WHAT TO WORK ON: Quote exactly the lines spanning from the top of the data below to the line that contains "This PR also provides", including both.

PROVIDED ENTRIES:
+ + + + + + +

PR #4354, opened 2020-03-20
FIX: issue #4197 ([Parse] COLLECT trashes series buffer)

9214:
Fixes #4197 by forbidding `collect into/after` on the following combinations:

- Into `binary!`;
- From `any-block!` into `any-string!`.

Thus, only the following combinations are accepted:

- Into `any-block!`;
- From `any-string!` into `any-string!`.

New type of error is provided to signal such cases:
```red
>> stash: <stash> parse [series][collect into stash keep skip]
*** Script Error: PARSE - COLLECT INTO/AFTER expects a series! of compatible datatype
*** Where: parse
*** Stack:  
```

`ANY_SERIES_PARSE?` macro is defined as a nuclear option for cases where Parse tries to interact with series that it does not support (e.g. #4194); I changed all occurrences of `ANY_SERIES?` inside `parse.reds` to it (so ideally this PR should be merged after #4194).

This PR also provides relevant tests and fixes the misbehaving #3951 test that breaks the testing framework after the first run, by resetting preprocessor's execution context.

PR #4360, opened 2020-03-22
FEAT: grant wish #3055 (DRAW supports PERCENT! for SCALE)

### LINKED ISSUE #3055: WISH: DRAW supports PERCENT! for SCALE
Currently [documentation](https://doc.red-lang.org/en/draw.html#_scale) states that `scale` supports `number!` values, but it (and [`transform`](https://doc.red-lang.org/en/draw.html#_transform) with `<scale-x>` and `<scale-y>` args) will choke up on `percent!`, however:
```Red
>> number!
== make typeset! [integer! float! percent!]
```

9214:
Fulfills and closes #3055. It does not cover [deprecated API](https://doc.red-lang.org/en/draw.html#_deprecated_api) though, and I don't think it should.

Relevant tests can be provided, but really, `percent!` and `float!` are one and the same, so there shouldn't be any problem with that.

### DIFF
--- a/modules/view/draw.red
+++ b/modules/view/draw.red
@@ -224,6 +224,16 @@ Red/System [
 				any [TYPE_OF(pos) = type1 TYPE_OF(pos) = type2]
 			][cmd: pos]
 		]
+		
+		#define DRAW_FETCH_NUMBER [
+			cmd: cmd + 1
+			if any [
+				cmd >= tail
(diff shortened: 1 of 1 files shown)


9214:
Hmm, failing macOS on Travis looks like a [generic](https://github.com/red/red/pull/4354#issuecomment-601908836) issue.

dockimbel:
@qtxie Please review this PR also.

+ + + + + + +

FINAL ANSWER:
PR #4354, opened 2020-03-20
FIX: issue #4197 ([Parse] COLLECT trashes series buffer)

9214:
Fixes #4197 by forbidding `collect into/after` on the following combinations:

- Into `binary!`;
- From `any-block!` into `any-string!`.

Thus, only the following combinations are accepted:

- Into `any-block!`;
- From `any-string!` into `any-string!`.

New type of error is provided to signal such cases:
```red
>> stash: <stash> parse [series][collect into stash keep skip]
*** Script Error: PARSE - COLLECT INTO/AFTER expects a series! of compatible datatype
*** Where: parse
*** Stack:  
```

`ANY_SERIES_PARSE?` macro is defined as a nuclear option for cases where Parse tries to interact with series that it does not support (e.g. #4194); I changed all occurrences of `ANY_SERIES?` inside `parse.reds` to it (so ideally this PR should be merged after #4194).

This PR also provides relevant tests and fixes the misbehaving #3951 test that breaks the testing framework after the first run, by resetting preprocessor's execution context.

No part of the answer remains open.